Da gibt es auch schon entsprechende Software wie ich gesehen habe, z.B. Audials One 8.

Nun wollt ich aber zuerst fragen wie ihr das so handhabt?
Gibts hier jemanden der mit dem Thema Erfahrung hat?
Was für Software benutzt ihr?

Grüße


----------



## Herbboy (14. September 2011)

Ich handhabe das so, dass ich mir kein Mäusekino anschaue und mir die Filme nur zu Hause am LCD mit nem BD-PLayer anschaue  Macht Dir das echt Spaß, so ein Ding in der Hand zu halten und draufzustarren, wenn Du zB mal in der Bahn sitzt? ^^ 

Zur Frage: vlt. findest Du ja was mit ner Demoversion? An sich müsste das damit ja klappen, wobei es bei BluRay vlt. wegen des Kopierschutzes des Films (nicht des Datenträgers) nicht klappt, also da hast Du vlt. schwarzes Bild oder so.


----------



## Batze (14. September 2011)

Es gibt genug Software auf dem Markt die so gut wie jeden Schutz knacken, aber wie gesagt, erlaubt ist es nicht.
Da meines wissens alle DVDs/BluRays einen Kopierschutz haben ist das eine rechtliche Grauzone.

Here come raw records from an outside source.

PR #981, opened 2013-02-14
some more unit test commands

drewfish:


isao:
+1

drewfish:
Yeah, I'll make that change.  I was following the same format as commands/gv, but commands/compile doesn't need that.

PR #984, opened 2013-02-14
changes for screwdriver:start browser on remote selenium host and reuse session

lzhan:


tests/run.js
```diff
@@ -37,6 +41,16 @@ program.command('test')
...
+dns.lookup(hostname, function (err, addr, fam) {
+    hostip = addr;
+    console.log('App running at......' + hostip);
+})
+
+if (process.env['SELENIUM_HUB_URL']) {
+    remoteselenium = process.env['SELENIUM_HUB_URL'];
+    console.log('selenium host.....' + remoteselenium);
+}
+
```
drewfish: I think this should go inside the `test()` method, since I generally think code outside of methods is a bad idea.

Also, since the DNS lookup could take a while, it should really be added (at the top of the) async series, so that we can wait until it's done before doing the other tasks.

tests/run.js
```diff
@@ -82,6 +93,14 @@ function test (cmd) {
     async.series(series, finalize);
 }
 
+function gethostip(callback){
+    dns.lookup(hostname, function (err, addr, fam) {
+        hostip = addr;
+        console.log('App running at.....' + hostip);
+    });
+    callback(null);
```
drewfish: I think this callback should go inside the anonymous function passed to `dns.lookup()`.

Also, couldn't hurt to sneak in some error checking, something like:

``` javascript
if (err) {
    callback(err);
    return;
}
```

drewfish:
+1

PR #985, opened 2013-02-15
leaner meaner resource store

drewfish:
This changes the resource store to hold onto less data at runtime.  Notable changes are:
- store.getResources() is now gone.
- AOP methods/events during preload() have been reworked, so that metadata can be kept in a leaner format.
- store.optimizeForEnvironment() so that store can drop data that isn't used during runtime in production.  Thus, after the server starts store.getResourceVersions() is no longer appropriate.


lib/mojito.js
```diff
@@ -430,21 +432,16 @@ MojitoServer.prototype._configureLogger = function(Y) {
...
-    Y.applyConfig({
-        modules: modules
-    });
+    modules = store.yui.getModulesConfig('server', false);
+    Y.applyConfig(modules);
 
     // pre-loading every yui module for the server runtime
-    for (module in modules) {
-        if (modules.hasOwnProperty(module)) {
+    for (module in modules.modules) {
```
caridy: We can replace this cycle with a `concat` and `Object.keys(modules)`.

caridy:
+1

It is looking pretty solid. When are we going to get travis back?

lib/mojito.js
drewfish: Sure.

drewfish:
Will this PR fix travis?  No unfortunately :( :)

caridy:
+1

PR #987, opened 2013-02-15
Update README.md

akshar100:
Added instructions that will be helpful for those who want to contribute to mojito documentation.


rwaldura:
+1
Thank you for signing our CLA!

zhouyaoji:
Thanks, akshar100. You couldn't actually run 'make html' to build the docs before because we didn't have a Makefile that would call Sphinx. I am guessing that you used Shaker before as they had a Makefile that allowed you to build the documentation. In any case, I have added a Makefile and Sphinx config and template files so that you now can run 'make html' to build the docs locally. Thanks again.

akshar100:
Thanks. My objective behind this patch was to get familiar with the whole process. Now that I have understood it I will start contributing more. :)

PR #995, opened 2013-02-20
integrated context-cache

drewfish:


lib/app/addons/rs/config.js
```diff
@@ -169,25 +169,20 @@ YUI.add('addon-rs-config', function(Y, NAME) {
...
-            ycb = this._ycbCache[fullPath][cacheKey];
+            key = 'ycb-' + fullPath;
+            ycb = store.contextCacheGet(ctx, key);
             if (!ycb) {
                 json = this.readConfigSimple(fullPath);
                 json = this._ycbDims.concat(json);
                 ycb = libycb.read(json, ctx);
-                this._ycbCache[fullPath][cacheKey] = ycb;
+                store.contextCacheSet(ctx, key, ycb);
+                ycb = Y.mojito.util.copy(ycb);
```
caridy: Why do we need to copy it? This operation is a one time operation, and at the moment we cache it, the original can be modify in the current execution, while a new copy will be produce whenever the same value is requested.

tests/unit/lib/app/addons/rs/test-config.js
```diff
@@ -46,6 +46,14 @@ YUI().use('addon-rs-config', 'mojito-util', 'mojito-test-extra', 'base', 'oop',
 
         parseResourceVersion: function(source, type, subtype, mojitType) {
             // no-op
+        },
+
+        contextCacheGet: function(ctx, key) {
```
caridy, line 51: I will like to see `store.set` and `store.get` as generic methods to cache and retrieve entries based on a context that could be used by any RS addon.

drewfish:
Closing for now, since this PR regresses performance :(

PR #132, opened 2021-10-16
Redesign scrollspy

jacknugent:
Desktop:
image
Design:
image

Mobile:
image
Design:
image

- Introduction gets checked if you scroll past the section,
- You can click active/complete steps to scroll to them on desktop
- Removed "Write your why" step since we removed that from the app


frontend/src/Pages/TakeAction/ScrollSpy/Step.tsx
```diff
@@ -0,0 +1,86 @@
...
+                        "border-purple": !desktop && state !== "disabled",
+                        "border-disabled": !desktop && state === "disabled",
+                        "text-white": !desktop && state === "complete",
+                        "me-4 step-icon-desktop": desktop,
+                        "text-pink": desktop && state === "complete",
+                        "bg-dark-purple font-weight-800": state === "complete",
+                    })}
+                >
+                    {state === "complete" ? (
+                        <span>&#10003;</span>
```
EvanHahn, line 46: Could we do this with CSS instead, so users with screen readers don't even see the checkmark? I imagine applying a class and then including a `::before` element like this:

```css
/* not sure if this code is right */
.the-class::before {
  content: '✓';
  display: inline-block;
}
```

I left a similar comment above.

frontend/src/Pages/TakeAction/ScrollSpy/ScrollSpy.tsx
```diff
@@ -1,31 +1,79 @@
...
+        if (introSectionDistanceFromTop <= 0) setScrolledPastIntro(true);
+
+        handleResize();
+        window.addEventListener("scroll", handleResize);
+        window.addEventListener("resize", handleResize);
+        return () => {
+            window.removeEventListener("scroll", handleResize);
+            window.removeEventListener("resize", handleResize);
+        };
+    });
```
EvanHahn, line 31: I think we want to put some dependencies in here because I don't think we wanna re-run this effect on every render. I think we should also move `handleResize` into the effect.

frontend/src/Pages/TakeAction/ScrollSpy/ScrollSpy.tsx
```diff
@@ -1,31 +1,79 @@
...
+            })}
+        >
+            <Card.Body
+                className={cx("d-flex justify-content-between text-dark pt-3 pb-2 ps-0 pe-0", {
+                    "flex-column bg-dark-purple text-white": desktop,
+                })}
+            >
+                {desktop && (
+                    <h3 className="mb-0">
+                        <span className="step-icon-desktop ms-4 invisible">&#10003;</span>Steps
```
EvanHahn, line 50: Why is this invisible checkmark here? Do we wanna remove it? If not, could we use a `::before` in CSS to avoid putting it directly into the HTML? (See a similar comment below.)

frontend/src/Pages/TakeAction/ScrollSpy/Step.module.css
```diff
@@ -0,0 +1,25 @@
+.scrollSpyLine {
+    height: 2px !important;
```
EvanHahn, line 2: Does this only work with `!important`?

frontend/src/Pages/TakeAction/ScrollSpy/ScrollSpy.tsx
```diff
@@ -1,31 +1,79 @@
...
 
 type Props = {
     isEmailSent: boolean;
     isPhoneCallMade: boolean;
     isSocialPosted: boolean;
+    desktop?: boolean;
 };
 
-export default function ScrollSpy({ isEmailSent, isPhoneCallMade, isSocialPosted }: Props) {
+export default function MobileScrollSpy({ isEmailSent, isPhoneCallMade, isSocialPosted, desktop = false }: Props) {
```
EvanHahn, line 14: I left a high-level comment that might make this obsolete, but this is being used for both desktop and mobile. Maybe just rename this to `ScrollSpy`? (That's how it's used outside of this file, too.)

```suggestion
export default function ScrollSpy({ isEmailSent, isPhoneCallMade, isSocialPosted, desktop = false }: Props) {
```

frontend/src/Pages/TakeAction/ScrollSpy/ScrollSpy.tsx
```diff
@@ -1,31 +1,79 @@
...
+    const [introSectionDistanceFromTop, setIntroSectionDistanceFromTop] = useState(1);
+    const [scrolledPastIntro, setScrolledPastIntro] = useState(false);
+
+    const handleResize = () =>
+        setIntroSectionDistanceFromTop(document.getElementById("send_an_email")!.getBoundingClientRect()!.top);
+
+    useEffect(() => {
+        if (introSectionDistanceFromTop <= 0) setScrolledPastIntro(true);
```
EvanHahn, line 22: I wonder if this could be a bigger number. I'm on a monitor where `window.innerHeight === 1100` and I didn't see the Introduction step checked until I completed "Send an Email". I could see it just waiting for you to scroll at all, but maybe worth checking with a more design-minded person than me.

EvanHahn (approved):
Some high-level comments:

- I think what you have is fine, but I actually liked having a different desktop and mobile component for the scrollspy. There are so many conditionals in both `<ScrollSpy>` and `<Step>` that it might make sense to make them separate components again, even if it means creating helper components or having some repetition. That's just my opinion, though; what you have is fine.
- Nitpick: you say "desktop" and "mobile", but I think more accurate names would be things like "wide" or "narrow"...what do you think?

frontend/src/Pages/TakeAction/ScrollSpy/Step.module.css
jacknugent: Yes. If I remove it, it gets overridden by bootstrap's 1px height

frontend/src/Pages/TakeAction/ScrollSpy/ScrollSpy.tsx
jacknugent: This is cheating to add space to line up Steps with what's below. I removed it and added more padding instead.

frontend/src/Pages/TakeAction/ScrollSpy/Step.tsx
jacknugent: > Could we do this with CSS instead, so users with screen readers don't even see the checkmark? I imagine applying a class and then including a `::before` element like this:
> 
> ```css
> /* not sure if this code is right */
> .the-class::before {
>   content: '✓';
>   display: inline-block;
> }
> ```
> 
> I left a similar comment above.

Screenreaders won't pick up the checkmark at the wrong times because it is not in the dom until `state === "complete"`. I think ::before is less clear here because we are showing a number OR a checkmark, not a number that also has a ::before checkmark

jacknugent:
> Some high-level comments:
> 
>     * I think what you have is fine, but I actually liked having a different desktop and mobile component for the scrollspy. There are so many conditionals in both `<ScrollSpy>` and `<Step>` that it might make sense to make them separate components again, even if it means creating helper components or having some repetition. That's just my opinion, though; what you have is fine.

How about a compromise. I keep the components shared to allow code reuse (especially the state/logic, which is identical on mobile/desktop). To separate styling, I created a ternary condition for `desktop` that wraps all the JSX in `<Step>`, so there is _some_ duplicate code, but we get the benefit of a completely separate JSX for desktop/mobile in `<Step>` where the css was the craziest (I don't think it's _too_ bad in `<ScrollSpy>`). Let me know what you think.

>     * Nitpick: you say "desktop" and "mobile", but I think more accurate names would be things like "wide" or "narrow"...what do you think?

Using wide/narrow may be confusing because technically the Scrollyspy is more narrow on the wider screen. I could use WideScreen/NarrowScreen to clear that up, but that's a little more wordy. Thoughts?

frontend/src/Pages/TakeAction/ScrollSpy/ScrollSpy.tsx
EvanHahn: Here's what it looks like for me in Firefox:

https://user-images.githubusercontent.com/777712/137597704-cf7d18cb-2a27-400b-996a-e07126edea6f.mp4

Maybe we could `setScrolledPastIntro(true)` if we've scrolled even a little bit?

frontend/src/Pages/TakeAction/ScrollSpy/ScrollSpy.tsx
```diff
@@ -1,31 +1,83 @@
...
     isPhoneCallMade: boolean;
     isSocialPosted: boolean;
+    desktop?: boolean;
 };
 
-export default function ScrollSpy({ isEmailSent, isPhoneCallMade, isSocialPosted }: Props) {
+export default function ScrollSpy({ isEmailSent, isPhoneCallMade, isSocialPosted, desktop = false }: Props) {
+    const [introSectionDistanceFromTop, setIntroSectionDistanceFromTop] = useState(Math.min);
+    const [scrolledPastIntro, setScrolledPastIntro] = useState(false);
+    const introScrollBuffer = 40;
```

Mit Audials kenne ich mich nicht aus und kann da auch nix zur Qualität sagen.
Aber wie Herbboy schon sagt, sehe ich das auch so. Mäusekino in der Bahn muss nicht wirklich sein.


----------



## Chemenu (15. September 2011)

Batze schrieb:


> Es gibt genug Software auf dem Markt die so gut wie jeden Schutz knacken, aber wie gesagt, erlaubt ist es nicht.
> Da meines wissens alle DVDs/BluRays einen Kopierschutz haben ist das eine rechtliche Grauzone.
> 
> Mit Audials kenne ich mich nicht aus und kann da auch nix zur Qualität sagen.
> Aber wie Herbboy schon sagt, sehe ich das auch so. Mäusekino in der Bahn muss nicht wirklich sein.


 
Naja, Grauzone würde ich das nicht nennen. Es ist legal solange der Kopierschutz nicht ausser Kraft gesetzt wird.
Und das wird er nicht wenn der Film während der Wiedergabe aufgezeichnet wird. Ich könnte ja auch ne BluRay am TV anschauen und per Camcorder aufnehmen, aber wer macht das schon?  

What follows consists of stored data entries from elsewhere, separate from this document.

PR #153, opened 2021-10-26
Implement new email design

### LINKED ISSUE #116: More inputs when sending email
Currently send email has smaller inputs (prefix, first name, last name, letter topic, subject) and one long input (body). I know Eliza mentioned maybe some other smaller inputs to help guide the user and personalize their email such as "Tell your rep where you're from" and "What do you do?"

Right now the design has room for them (notice the gap above "Draft Your Email")

image

Need to discuss potential options. Should we send these inputs to the back-end, or the front-end could simply append them to the body itself. Thoughts? @kevincianfarini

jacknugent:
Closes #116

image

image

image


EvanHahn:
Probably won't be able to review this for a few more days, just FYI.

jacknugent:
> In general I think this looks good. Some general comments on functionality and design after playing with it --
> 
>     * When getting to the email section, I see that there's three buttons in the pre-email drafting section. In the designs there's two buttons. This feels a bit awkward.
> 
>     * If I click "draft from scratch" the buttons become disabled and I can't go back to select the prompts section instead. In the event of a misclick, this could be really annoying.
> 
>     * In the "Your Email" section, the heading is kind of small. I see it's also designed this way in Figma. Part of me feels like this was an oversight. How do we feel about making that text styling the same as the other section headings? I personally feel that it's hard to discern between the prompts section and the review/draft from scratch section.
> 
>     * The draft with prompts section lacks the "Email Prompts" heading that shows up in Figma.
> 
>     * In the drafting from scratch text entry, the hint is still "write your why", which doesn't feel right. I see that's it's still that way in Figma as well, and I wonder if that's a side effect of copying and pasting design components.
> 
>     * Do we think it would be weird to have a required validator on the input fields of the prompts section? Maybe we shouldn't enable the "Review Email" button until at least one (or more) fields have content in them.
> 
> 
> Some of the above are discussion topics are some are design nitpicks. Feel free to reach out to me offline if you'd like to chat.

Per our chat today, I added the following:

“Draft from scratch” just moves you to Review email WITHOUT disabling anything, whereas clicking “Review email” moves you to Review email and disables the prompts (in other words you always have one chance to use the prompts to populate your review email)

“Your Email” same size as “Draft Your Email”

Add missing Email Prompts header from figma

Your Email placeholder becomes “Draft your email” instead of "Write your why..."

Instead of salutations input, add “To whom it may concern,” to the top of review your email after clicking “Review email”

Create input behind “Review email” that is required and gives message about “must fill out at least one prompt” — use HTML default validator

kevincianfarini (approved):

PR #154, opened 2021-10-29
Use PostgreSQL identity columns instead of serial

### LINKED ISSUE #74: Use identitiy columns instead of serial for Primary Keys

kevincianfarini:
Closes #74


database/ccm_schema.sql
```diff
@@ -616,19 +616,14 @@ CREATE TABLE public.action_contact_legislator (
 -- Name: action_contact_legislator_id_seq; Type: SEQUENCE; Schema: public; Owner: -
 --
 
-CREATE SEQUENCE public.action_contact_legislator_id_seq
+ALTER TABLE public.action_contact_legislator ALTER COLUMN id ADD GENERATED ALWAYS AS IDENTITY (
```
EvanHahn, line 619: This file looks autogenerated so I didn't review it. Lemme know if that's wrong.

backend/src/test/kotlin/org/climatechangemakers/act/feature/action/manager/DatabaseActionTrackerManagerTest.kt
```diff
@@ -14,7 +14,7 @@ class DatabaseActionTrackerManagerTest : TestContainerProvider() {
   private val manager = DatabaseActionTrackerManager(database, EmptyCoroutineContext)
 
   @Test fun `email action entries are recorded in both tables`() = suspendTest {
-    driver.insertIssue(1, "this is an issue", "tweet", "url.com")
+    val id = driver.insertIssue("this is an issue", "tweet", "url.com")
     driver.insertMemberOfCongress(DEFAULT_MEMBER_OF_CONGRESS.copy(bioguideId = "hello"))
     manager.trackActionSendEmail("foo@foo.com", "hello", 1)
```
EvanHahn, line 19: Do we need to update the last argument here?

```suggestion
    manager.trackActionSendEmail("foo@foo.com", "hello", id)
```

Same comment applies to some of the calls below.

backend/src/test/kotlin/org/climatechangemakers/act/feature/action/manager/DatabaseActionTrackerManagerTest.kt
```diff
@@ -36,12 +36,12 @@ class DatabaseActionTrackerManagerTest : TestContainerProvider() {
...
 
   @Test fun `recording a legislator call insert into both tables`() = suspendTest {
-    driver.insertIssue(1, "issue", "tweet", "url.com")
+    val id = driver.insertIssue("issue", "tweet", "url.com")
     driver.insertMemberOfCongress(DEFAULT_MEMBER_OF_CONGRESS.copy(bioguideId = "bioguide"))
     manager.trackActionPhoneCall("foo@foo.com", "bioguide", 1, "8675309")
 
     assertEquals(
-      1,
+      id,
```
EvanHahn, line 44: It seems weird that we'd check that the `COUNT(*)` is the same as the ID...should this be reverted?

EvanHahn (approved):
LGTM. Found a few things I didn't understand but I think things are fine.

database/ccm_schema.sql
kevincianfarini: This is indeed autogenerated!

backend/src/test/kotlin/org/climatechangemakers/act/feature/action/manager/DatabaseActionTrackerManagerTest.kt
kevincianfarini: yes, good call.

backend/src/test/kotlin/org/climatechangemakers/act/feature/action/manager/DatabaseActionTrackerManagerTest.kt
kevincianfarini: good catch!

PR #157, opened 2021-11-03
Mock `check-membership` endpoint

kevincianfarini:
References #125

PR #165, opened 2021-11-16
Add signup step

### LINKED ISSUE #124: Include "join us" flow at the end

jacknugent:
Closes  #124


jacknugent:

Zum Thema Mäusekino: Das ist wieder so eine Grundsatzdiskussion.^^
Aber irgendwer muss sich ja unterwegs Filme anschauen, sonst könnten iPod und Co. ja keine Videos abspielen.
Ich finde für unterwegs ist das schon ganz OK, mein Player hat ein 3,3" Display und ich finde da lassen sich Filme gut anschauen.

Inzwischen hab ich es geschafft den ersten Film auf den Player zu kopieren.
Cowon bietet da selbst eine Software namens JetAudio an die Videos in das richtige Format für den Player konvertieren kann.
Davor muss ich allerdings erst die DVD mit VLC in eine Videodatei konvertieren. Theoretisch könnte ich mir so den zweiten Schritt mittels JetAudio auch sparen, ich hab es allerdings noch nicht geschafft die Videos mit VLC gleich im richtigen Format für den Player zu erstellen. Ich denke da muss ich noch mit der Bitrate experimentieren. 

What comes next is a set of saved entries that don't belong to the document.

PR #173, opened 2021-11-19
Add Sincerely, {Name} to email body ending

### LINKED ISSUE #168: Include "Sincerely, {NAME}" at the end of an email drafted from prompts

jacknugent:
Closes #168

### DIFF
--- a/frontend/src/Pages/TakeAction/SendAnEmail/Prompts.tsx
+++ b/frontend/src/Pages/TakeAction/SendAnEmail/Prompts.tsx
@@ -1,6 +1,6 @@
 import HiddenValidationInput from "common/Components/HiddenValidationInput";
 import { EmailState } from "common/models/EmailState";
-import { useEffect, useState } from "react";
+import { useState } from "react";
 import { Button, Col, Form, Row } from "react-bootstrap";
 
 type Props = {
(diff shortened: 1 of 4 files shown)


frontend/src/Pages/TakeAction/SendAnEmail/Prompts.tsx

Ist denn sonst keiner hier im Forum unterwegs der auf Mäusekino steht?  
Oder wozu nutzt ihr die Videofunktionen eurer MP3-Player (wenn ihr sie überhaupt nutzt)? :-o


----------



## Herbboy (15. September 2011)

Bei so nem kleinen Display musst Du bei Bitrate&co ja nun wirklich keine hohen EInstellungen treffen. Probier ruhig mal "kleine" Einstellungen.

Und wegen "jemand muss ja Filme schauen..." => naja, nur weil Gerät etwas KANN, _muss_ man es ja nicht nutzen   ich seh so was eher als Spielerei, damit man mal MAL ein kurzes Video ansschauen oder zeigen kann. Aber selbst eine Folge einer Serie mit 30-40Min wäre mir da echt zu anstrengend, da hör ich lieber Musik und schau mir die Landschaft draußen an. Allein das Umkonvertieren für den Player wäre für mich schon Zeitverschwendung   Viele, die trotzdem Filme schauen, besorgen sich die Filme bestimmt auch als Download-Raubkopie... 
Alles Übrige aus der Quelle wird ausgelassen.